### WORK TO COMPLETE
Where does the string "only" appear in the material? Copy each line that holds it.

### TASK DATA
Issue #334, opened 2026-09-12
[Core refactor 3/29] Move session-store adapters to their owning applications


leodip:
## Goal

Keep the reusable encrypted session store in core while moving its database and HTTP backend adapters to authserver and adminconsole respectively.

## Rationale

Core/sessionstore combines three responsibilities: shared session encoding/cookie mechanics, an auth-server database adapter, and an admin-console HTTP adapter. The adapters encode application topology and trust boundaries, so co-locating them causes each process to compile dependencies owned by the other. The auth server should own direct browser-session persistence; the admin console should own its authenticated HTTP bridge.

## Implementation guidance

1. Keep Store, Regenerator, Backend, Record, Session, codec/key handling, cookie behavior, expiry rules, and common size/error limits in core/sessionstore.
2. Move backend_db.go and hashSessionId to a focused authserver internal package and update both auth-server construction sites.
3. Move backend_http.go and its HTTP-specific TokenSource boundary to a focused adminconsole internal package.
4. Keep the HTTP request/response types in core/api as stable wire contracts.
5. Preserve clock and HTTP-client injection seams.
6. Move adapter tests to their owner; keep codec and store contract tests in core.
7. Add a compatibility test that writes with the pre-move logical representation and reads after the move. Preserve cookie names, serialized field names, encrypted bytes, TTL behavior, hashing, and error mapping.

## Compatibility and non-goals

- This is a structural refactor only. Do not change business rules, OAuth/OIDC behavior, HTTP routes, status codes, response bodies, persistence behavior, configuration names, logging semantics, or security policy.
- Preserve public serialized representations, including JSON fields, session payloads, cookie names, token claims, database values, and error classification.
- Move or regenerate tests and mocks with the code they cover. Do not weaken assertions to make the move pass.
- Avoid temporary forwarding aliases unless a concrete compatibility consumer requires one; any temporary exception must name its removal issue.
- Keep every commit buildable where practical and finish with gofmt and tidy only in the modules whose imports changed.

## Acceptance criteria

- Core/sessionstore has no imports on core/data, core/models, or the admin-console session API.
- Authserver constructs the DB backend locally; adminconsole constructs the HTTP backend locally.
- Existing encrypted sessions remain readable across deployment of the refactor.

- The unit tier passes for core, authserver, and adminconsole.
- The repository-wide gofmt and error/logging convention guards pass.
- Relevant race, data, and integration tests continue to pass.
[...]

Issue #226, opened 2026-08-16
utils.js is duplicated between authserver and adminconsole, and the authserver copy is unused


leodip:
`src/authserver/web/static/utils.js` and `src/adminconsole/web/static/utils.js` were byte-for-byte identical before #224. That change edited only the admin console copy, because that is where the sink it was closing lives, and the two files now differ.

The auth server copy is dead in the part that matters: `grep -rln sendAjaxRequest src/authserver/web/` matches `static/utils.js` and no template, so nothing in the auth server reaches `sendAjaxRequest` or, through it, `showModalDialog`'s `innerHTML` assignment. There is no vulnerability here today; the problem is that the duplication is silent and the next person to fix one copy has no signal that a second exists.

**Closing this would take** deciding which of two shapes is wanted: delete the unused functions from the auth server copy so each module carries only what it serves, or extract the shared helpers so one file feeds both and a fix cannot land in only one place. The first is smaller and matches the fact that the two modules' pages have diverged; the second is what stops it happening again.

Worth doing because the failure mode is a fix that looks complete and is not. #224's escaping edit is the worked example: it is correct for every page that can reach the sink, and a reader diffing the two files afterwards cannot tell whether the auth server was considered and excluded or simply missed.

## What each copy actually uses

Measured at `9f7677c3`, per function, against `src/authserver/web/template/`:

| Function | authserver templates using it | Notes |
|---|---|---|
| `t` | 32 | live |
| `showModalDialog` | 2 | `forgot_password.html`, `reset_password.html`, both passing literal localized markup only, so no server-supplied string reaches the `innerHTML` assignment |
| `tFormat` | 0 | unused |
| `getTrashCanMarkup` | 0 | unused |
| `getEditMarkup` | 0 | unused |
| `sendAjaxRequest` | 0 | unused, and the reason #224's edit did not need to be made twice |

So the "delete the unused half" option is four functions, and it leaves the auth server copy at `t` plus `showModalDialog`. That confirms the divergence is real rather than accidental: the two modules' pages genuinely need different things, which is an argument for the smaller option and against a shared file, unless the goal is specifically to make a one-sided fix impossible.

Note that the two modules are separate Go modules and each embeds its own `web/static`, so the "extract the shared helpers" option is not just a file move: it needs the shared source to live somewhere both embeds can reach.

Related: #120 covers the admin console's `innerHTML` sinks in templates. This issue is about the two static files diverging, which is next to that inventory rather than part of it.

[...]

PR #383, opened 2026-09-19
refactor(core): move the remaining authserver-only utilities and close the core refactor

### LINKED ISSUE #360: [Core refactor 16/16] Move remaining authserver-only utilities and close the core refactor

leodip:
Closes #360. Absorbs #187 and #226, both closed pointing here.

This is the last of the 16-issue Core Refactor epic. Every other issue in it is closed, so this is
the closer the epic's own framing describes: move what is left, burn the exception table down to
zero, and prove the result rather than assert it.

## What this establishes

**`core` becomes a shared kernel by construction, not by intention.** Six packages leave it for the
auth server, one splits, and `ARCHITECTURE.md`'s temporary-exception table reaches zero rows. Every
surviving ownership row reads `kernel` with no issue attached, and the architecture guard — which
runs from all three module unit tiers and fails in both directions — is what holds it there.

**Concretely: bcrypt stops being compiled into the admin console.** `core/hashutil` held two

### EXPECTED ANSWER
- This is a structural refactor only. Do not change business rules, OAuth/OIDC behavior, HTTP routes, status codes, response bodies, persistence behavior, configuration names, logging semantics, or security policy.
- Keep every commit buildable where practical and finish with gofmt and tidy only in the modules whose imports changed.
`src/authserver/web/static/utils.js` and `src/adminconsole/web/static/utils.js` were byte-for-byte identical before #224. That change edited only the admin console copy, because that is where the sink it was closing lives, and the two files now differ.
**Closing this would take** deciding which of two shapes is wanted: delete the unused functions from the auth server copy so each module carries only what it serves, or extract the shared helpers so one file feeds both and a fix cannot land in only one place. The first is smaller and matches the fact that the two modules' pages have diverged; the second is what stops it happening again.
| `showModalDialog` | 2 | `forgot_password.html`, `reset_password.html`, both passing literal localized markup only, so no server-supplied string reaches the `innerHTML` assignment |
refactor(core): move the remaining authserver-only utilities and close the core refactor
### LINKED ISSUE #360: [Core refactor 16/16] Move remaining authserver-only utilities and close the core refactor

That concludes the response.